Most crucially, early inaction by the Andrews Government failed to intercept infected overseas travellers. It's been reported that “almost two-thirds of cases are directly linked to overseas travel”. The fear of being called “racist” exceeded any urgent and decisive action, and is now delivering its harsh lesson in reality.
While the shutdown is said to “save lives”, how many others will succumb as rates of isolation, financial hardship, paranoia, anxiety, depression and suicide skyrocket? Has any scorched-earth style strategy ever made any dire situation better?
Lou Coppola, Geelong East, Vic
Yesterday I came out of 14 days of isolation for returning travellers. This has been a most disturbing two weeks emotionally. I miss my grandchildren terribly. Now I must continue in isolation as the rules have changed.
The number of COVID-19 infections is a meaningless figure. We desperately need to know the outcomes of infections in Australia. How many result in hospitalisation? How many of those hospitalised are over 70? Of those under 70 how many had pre-existing conditions that made them vulnerable? For every death we need to know the age and health back story.

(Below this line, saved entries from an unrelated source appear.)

PR #528, opened 2024-07-26
Measure time spent on validating messages tagged by result

masih:
Measure the time spent on validating messages and tag the metric by validation result.

### DIFF
--- a/host.go
+++ b/host.go
@@ -268,33 +268,34 @@ func (h *gpbftRunner) BroadcastMessage(msg *gpbft.GMessage) error {
 
 var _ pubsub.ValidatorEx = (*gpbftRunner)(nil).validatePubsubMessage
 
-func (h *gpbftRunner) validatePubsubMessage(ctx context.Context, pID peer.ID,
-	msg *pubsub.Message) pubsub.ValidationResult {
+func (h *gpbftRunner) validatePubsubMessage(ctx context.Context, _ peer.ID, msg *pubsub.Message) (_result pubsub.ValidationResult) {
+	start := time.Now()
+	defer func() {
+		recordValidationTime(ctx, start, _result)
+	}()
+
 	var gmsg gpbft.GMessage
-	err := gmsg.UnmarshalCBOR(bytes.NewReader(msg.Data))
-	if err != nil {
+	if err := gmsg.UnmarshalCBOR(bytes.NewReader(msg.Data)); err != nil {
 		return pubsub.ValidationReject
 	}
 
-	validatedMessage, err := h.participant.ValidateMessage(&gmsg)
-	if errors.Is(err, gpbft.ErrValidationInvalid) {
+	switch validatedMessage, err := h.participant.ValidateMessage(&gmsg); {
+	case errors.Is(err, gpbft.ErrValidationInvalid):
 		log.Debugf("validation error during validation: %+v", err)
 		return pubsub.ValidationReject
-	}
-	if errors.Is(err, gpbft.ErrValidationTooOld) {
+	case errors.Is(err, gpbft.ErrValidationTooOld):
 		// we got the message too late
 		return pubsub.ValidationIgnore
-	}
-	if errors.Is(err, gpbft.ErrValidationNoCommittee) {
+	case errors.Is(err, gpbft.ErrValidationNoCommittee):
 		log.Debugf("commitee error during validation: %+v", err)
 		return pubsub.ValidationIgnore
-	}
-	if err != nil {
+	case err != nil:
 		log.Infof("unknown error during validation: %+v", err)
 		return pubsub.ValidationIgnore
+	default:
+		msg.ValidatorData = validatedMessage
+		return pubsub.ValidationAccept
 	}
-	msg.ValidatorData = validatedMessage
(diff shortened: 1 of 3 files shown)


host.go
```diff
@@ -268,33 +268,36 @@ func (h *gpbftRunner) BroadcastMessage(msg *gpbft.GMessage) error {
...
+	defer func() {
+		recordValidationTime(start, _result)
+	}()
+
 	var gmsg gpbft.GMessage
-	err := gmsg.UnmarshalCBOR(bytes.NewReader(msg.Data))
-	if err != nil {
-		return pubsub.ValidationReject
+	if err := gmsg.UnmarshalCBOR(bytes.NewReader(msg.Data)); err != nil {
+		_result = pubsub.ValidationReject
```
Stebalien, line 279: Just return this. Named return values are always accessible from deferred functions (and bare returns are a language feature that should never have been implemented).

Stebalien: Or, per the go tour:

>  Naked return statements should be used only in short functions, as with the example shown here. They can harm readability in longer functions. 

Although I still think they should never have been added...

Stebalien: Also note: the reason we generally use `_name` for named return values instead of just `name` is to make it clear that they shouldn't be set. 

The concrete problem is that local variables can shadow named return values.

host.go
```diff
@@ -268,33 +268,36 @@ func (h *gpbftRunner) BroadcastMessage(msg *gpbft.GMessage) error {
 
 var _ pubsub.ValidatorEx = (*gpbftRunner)(nil).validatePubsubMessage
 
-func (h *gpbftRunner) validatePubsubMessage(ctx context.Context, pID peer.ID,
-	msg *pubsub.Message) pubsub.ValidationResult {
+func (h *gpbftRunner) validatePubsubMessage(_ context.Context, _ peer.ID, msg *pubsub.Message) (_result pubsub.ValidationResult) {
+	start := time.Now()
+	defer func() {
+		recordValidationTime(start, _result)
```
Stebalien, line 274: Any reason not to feed the context through?

masih: Because I thought OTEL will not record the metric if the context passed to metric is cancelled.

Based on a quick local test that is not true, and it measures things regardless of the state of context passed to a metric, which is slightly confusing for me.

Thanks Steven

metrics.go
```diff
@@ -1,19 +1,47 @@
...
-	reconfigured:       must(meter.Int64Counter("f3_reconfigured", metric.WithDescription("Number of times we reconfigured due to new manifest being delivered."))),
-	manifests_received: must(meter.Int64Counter("f3_manifests_received", metric.WithDescription("Number of manifests we have received"))),
+	headDiverged:      must(meter.Int64Counter("f3_head_diverged", metric.WithDescription("Number of times we encountered the head has diverged from base scenario."))),
+	reconfigured:      must(meter.Int64Counter("f3_reconfigured", metric.WithDescription("Number of times we reconfigured due to new manifest being delivered."))),
+	manifestsReceived: must(meter.Int64Counter("f3_manifests_received", metric.WithDescription("Number of manifests we have received"))),
+	validationTime: must(meter.Int64Histogram("f3_validation_time_ms",
+		metric.WithDescription("Histogram of time spent validating broadcasted in milliseconds"),
+		metric.WithExplicitBucketBoundaries(5.0, 10.0, 20.0, 30.0, 40.0, 50.0, 100.0, 200.0, 300.0, 400.0, 500.0, 1000.0),
```
Kubuxu, line 25: Does the Histogram give us the `_sum` metric as well?

Kubuxu: I would also add maybe two buckets of smaller sizes (I'm being optimistic).

masih: > Does the Histogram give us the `_sum` metric as well?

It does yes.

> I'm being optimistic

I like it!

Kubuxu (approved):

metrics.go
```diff
@@ -1,19 +1,48 @@
...
-	reconfigured:       must(meter.Int64Counter("f3_reconfigured", metric.WithDescription("Number of times we reconfigured due to new manifest being delivered."))),
-	manifests_received: must(meter.Int64Counter("f3_manifests_received", metric.WithDescription("Number of manifests we have received"))),
+	headDiverged:      must(meter.Int64Counter("f3_head_diverged", metric.WithDescription("Number of times we encountered the head has diverged from base scenario."))),
+	reconfigured:      must(meter.Int64Counter("f3_reconfigured", metric.WithDescription("Number of times we reconfigured due to new manifest being delivered."))),
+	manifestsReceived: must(meter.Int64Counter("f3_manifests_received", metric.WithDescription("Number of manifests we have received"))),
+	validationTime: must(meter.Int64Histogram("f3_validation_time_ms",
+		metric.WithDescription("Histogram of time spent validating broadcasted in milliseconds"),
+		metric.WithExplicitBucketBoundaries(1.0, 2.0, 3.0, 5.0, 10.0, 20.0, 30.0, 40.0, 50.0, 100.0, 200.0, 300.0, 400.0, 500.0, 1000.0),
+		metric.WithUnit("ms"),
```
masih, line 26: @Stebalien `millisecond` unit example.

The English Health Service published this information recently and the results were startling. Not a single person under the age of 63 has died without having existing health vulnerabilities. This information is critical to our mental health as we try to live with and understand this thing.
Bruce Williams, Merewether, NSW
There are social divisions widening that would be unwise to ignore. The first is between young and old. Despite campaigns to explain to the young how at risk they are, the simple fact remains that the mortality rate in that broad age group is almost non-existent and only gradually increases until it really hits the over-75s. Yet the lives, careers and freedoms of the young are being destroyed.

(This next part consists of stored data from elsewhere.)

PR #529, opened 2024-07-29
Add basic certificate exchange metrics

Stebalien:
This adds basic metrics so we can know how many requests we're making, how many peers we're talking to, how often we're polling, etc.

I still want to add some metrics around how often we're polling when we don't _need_ to, but I also want to rework some of that logic at the same time to reduce the number of unnecessary polls. So I'm punting that out of this round of work.

### DIFF
--- a/certexchange/client.go
+++ b/certexchange/client.go
@@ -16,8 +16,6 @@ import (
 	cid "github.com/ipfs/go-cid"
 	"github.com/libp2p/go-libp2p/core/host"
 	"github.com/libp2p/go-libp2p/core/peer"
-	"go.opentelemetry.io/otel"
-	"go.opentelemetry.io/otel/metric"
 )
 
 // We've estimated the max power table size to be less than 1MiB:
@@ -25,26 +23,6 @@ import (
 // 1. For 10k participants.
 // 2. <100 bytes per entry (key + id + power)
 const maxPowerTableSize = 1024 * 1024
-
-var clientMeter = otel.Meter("f3/certexchange/client")
-var clientMetrics = struct {
-	requests        metric.Int64Counter
-	dialFailures    metric.Int64Counter
-	requestFailures metric.Int64Counter
-}{
-	requests: must(clientMeter.Int64Counter(
-		"f3_certexchange_client_requests",
-		metric.WithDescription("The total number of requests made."),
-	)),
-	dialFailures: must(clientMeter.Int64Counter(
-		"f3_certexchange_client_failed_dials",
-		metric.WithDescription("The number of failed certexchange dials."),
-	)),
-	requestFailures: must(clientMeter.Int64Counter(
-		"f3_certexchange_client_failed_requests",
-		metric.WithDescription("The number of failed certexchange requests (total)."),
-	)),
-}
 
 // Client is a libp2p certificate exchange client for requesting finality certificates from specific
 // peers.
--- a/certexchange/client.go
+++ b/certexchange/client.go
@@ -16,6 +16,7 @@ import (
 	cid "github.com/ipfs/go-cid"
 	"github.com/libp2p/go-libp2p/core/host"
 	"github.com/libp2p/go-libp2p/core/peer"
+	"go.opentelemetry.io/otel/metric"
 )
 
 // We've estimated the max power table size to be less than 1MiB:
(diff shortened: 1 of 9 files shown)


Stebalien:
@masih I've never used open telemetry before so tell me if this looks correct. If not, don't waste a bunch of time pointing out every issue, just give me a general idea and then point me to some docs.

certexchange/client.go
```diff
@@ -24,6 +26,26 @@ import (
 // 2. <100 bytes per entry (key + id + power)
 const maxPowerTableSize = 1024 * 1024
 
+var clientMeter = otel.Meter("f3/certexchange/client")
```
Stebalien, line 29: I have two of these in this package. Is that ok?

certexchange/polling/peerTracker_test.go
```diff
@@ -120,20 +121,20 @@ func TestPeerTracker(t *testing.T) {
 	for _, n := range []int{0, 1, defaultRequests / 2, defaultRequests/2 - 1} {
 		discoverPeers(n)
 		pt.lastHitRound = pt.currentRound
-		suggested := pt.suggestPeers()
+		suggested := pt.suggestPeers(context.Background())
```
masih, line 124: Reuse context?

Kubuxu (approved):

certexchange/polling/subscriber.go
```diff
@@ -16,6 +18,58 @@ import (
...
+	)),
+	predictedPollingIntervalMS: must(meter.Int64Gauge(
+		"f3_certexchange_predicted_polling_interval_ms",
+		metric.WithDescription("The predicted certificate exchange polling interval (milliseconds)."),
+	)),
+	pollRTTMS: must(meter.Int64Histogram(
+		"f3_certexchange_poll_rtt_ms",
+		metric.WithDescription("The certificate exchange per-peer polling round-trip time (milliseconds)."),
+	)),
+	pollTotalMS: must(meter.Int64Histogram(
```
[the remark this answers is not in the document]
Stebalien: (I've spent too much time staring at metrics wondering what their units were)

certexchange/polling/subscriber.go
```diff
@@ -16,6 +18,58 @@ import (
 
 const maxRequestLength = 256
 
+var meter = otel.Meter("f3/certexchange")
```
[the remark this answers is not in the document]
Stebalien: Ah, as long as that's not going to be an issue, I agree.

certexchange/client.go
```diff
@@ -24,6 +26,26 @@ import (
...
+var clientMetrics = struct {
+	requests        metric.Int64Counter
+	dialFailures    metric.Int64Counter
+	requestFailures metric.Int64Counter
+}{
+	requests: must(clientMeter.Int64Counter(
```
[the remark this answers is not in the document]
Stebalien: Ah, ok. I'll use tagging. I'm currently tracking latency in the poller... but I should probably move that to the client.

certexchange/polling/subscriber.go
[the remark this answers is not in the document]
Stebalien: AH, we should just specify units. I see that there's an actual option for this.

Kubuxu:
In theory, the recommendation is to use base units but 🤷‍♂️.

Stebalien:
@masih @Kubuxu I refactored the metrics to use attributes, units, etc.

Stebalien:
Er, apparently I didn't finish this.

Stebalien:
Ok, actually done.

certexchange/client.go
```diff
@@ -56,11 +59,23 @@ func (c *Client) Request(ctx context.Context, p peer.ID, req *Request) (_rh *Res
 		}
 	}()
 
+	requestStart := time.Now()
+	var dialSuceeded bool
+	defer func() {
+		d := float64(time.Since(requestStart)) / float64(time.Second)
+		metrics.requestLatency.Record(ctx, d, metric.WithAttributes(
+			mhelper.Status(ctx, _err),
+			mhelper.AttrDialSucceeded.Bool(dialSuceeded),
```
Stebalien, line 68: Separate attribute because I want to track whether or not we failed in the dial and _why_ we failed.

certexchange/metrics.go
```diff
@@ -0,0 +1,38 @@
...
+var attrWithPowerTable = attribute.Key("with-power-table")
+
+var metrics = struct {
+	requestLatency     metric.Float64Histogram
+	totalResponseTime  metric.Float64Histogram
+	serveTime          metric.Float64Histogram
+	certificatesServed metric.Int64Histogram
+}{
+	requestLatency: must(meter.Float64Histogram(
+		"f3_certexchange_request_latency_s",
```
masih, line 19: Considering exporter adds unit to name we probably want to avoid adding _s?

certexchange/polling/metrics.go
```diff
@@ -0,0 +1,62 @@
...
+	activePeers              metric.Int64Gauge
+	backoffPeers             metric.Int64Gauge
+	predictedPollingInterval metric.Float64Gauge
+	pollDuration             metric.Float64Histogram
+	peersPolled              metric.Int64Histogram
+	peersRequiredPerPoll     metric.Int64Histogram
+	pollEfficiency           metric.Float64Histogram
+}{
+	activePeers: must(meter.Int64Gauge(
+		"f3_certexchange_active_peers",
```
masih, line 20: Include "polling" or "poll" in prefix to avoid possible naming conflict with metrics at parent package?

masih (approved):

The second is between classes. The affluent and educated, who are often also older, can much more easily ride out the storm than can those workers and others who already live from pay packet to pay packet. Yet the affluent are disproportionately among the loudest voices calling for total lockdown and damn the economic consequences. Class war, anyone?
These divisions will sharpen and may become ugly and, indeed, terrifying. As the decision-makers look into the future, they should perhaps strongly consider advising (or forcing) those who are most vulnerable to take all possible precautions and then provide massive support to help them do so. Then free up everyone else and open the economy.

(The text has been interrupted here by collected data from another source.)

PR #530, opened 2024-07-30
Offset the predicted CX interval if we align with the GPBFT interval

Stebalien:
If we end up polling for certificates at approximately same time we receive them from GPBFT, add a one-time delay to our timer. This won't affect our predicted interval, but will prevent us from racing with GPBFT for every certificate.

This will solve the issue @Kubuxu was seeing, but it'll still be a bit trigger happy if we're participating in GPBFT (e.g., due to instance duration variance). So, I'm posting this PR (it's still useful regardless) but I want to try something different: let the user configure how many instances they want to lag by. For clients participating in GPBFT, the answer is something less than the power lookback, where 2-5 is probably a good number. For clients not participating in GPBFT, the answer is 0.

### DIFF
--- a/certexchange/polling/poller.go
+++ b/certexchange/polling/poller.go
@@ -45,10 +45,15 @@ func NewPoller(ctx context.Context, client *certexchange.Client, store *certstor
 }
 
 type PollResult struct {
-	Status   PollStatus
-	Progress uint64
-	Latency  time.Duration
-	Error    error
+	Status  PollStatus
+	Latency time.Duration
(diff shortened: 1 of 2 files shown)


Kubuxu (approved):
LGTM, although it is hard for me to say that it will work precisely as we want it to.

Stebalien:
I'm still on the fence on whether or not I want to merge this. I'm going to start with the alternative approach described in the PR description and see where that gets.

PR #531, opened 2024-07-31
Measure time spent on validation as seconds in float64

masih:
For better accuracy and compliance with otel best practices measure the time spent on validating messages as float64 seconds.

While at it, use inline var struct instantiation instead of init to follow a consistent convention across the repo.

### DIFF
--- a/metrics.go
+++ b/metrics.go
@@ -41,7 +41,7 @@ func recordValidationTime(ctx context.Context, start time.Time, result pubsub.Va
 	}
 	metrics.validationTime.Record(
 		ctx,
-		float64(time.Since(start))/float64(time.Second),
+		time.Since(start).Seconds(),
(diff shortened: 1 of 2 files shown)


metrics.go
```diff
@@ -41,7 +41,7 @@ func recordValidationTime(ctx context.Context, start time.Time, result pubsub.Va
 	}
 	metrics.validationTime.Record(
 		ctx,
-		time.Since(start).Milliseconds(),
+		float64(time.Since(start))/float64(time.Second),
```
Kubuxu, line 44:
```suggestion
		time.Since(start).Seconds(),
```

Kubuxu (approved):

metrics.go
masih: Why?

masih: Never mind... thanks Kuba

Patricia Loughlan, Glebe, NSW
It must be noted with alarm the misfit between the current “lockdown strategy”, designed to last six months, and the apparent availability of a vaccine, projected to be 18 months. From all accounts this virus will be waiting to spring free with devastating effect as soon as the lockdown strategy is eased. But the lockdown strategy is non-sustainable beyond six months, after which our economy and social structures will be devastated.
This is a global dilemma and health bureaucrats must bypass standard drug development protocols so vaccines are available in six months or these draconian strategies will inflict great cost for no return.
I trust there is a backup strategy designed to protect the vulnerable while releasing society from the lockdown strategy?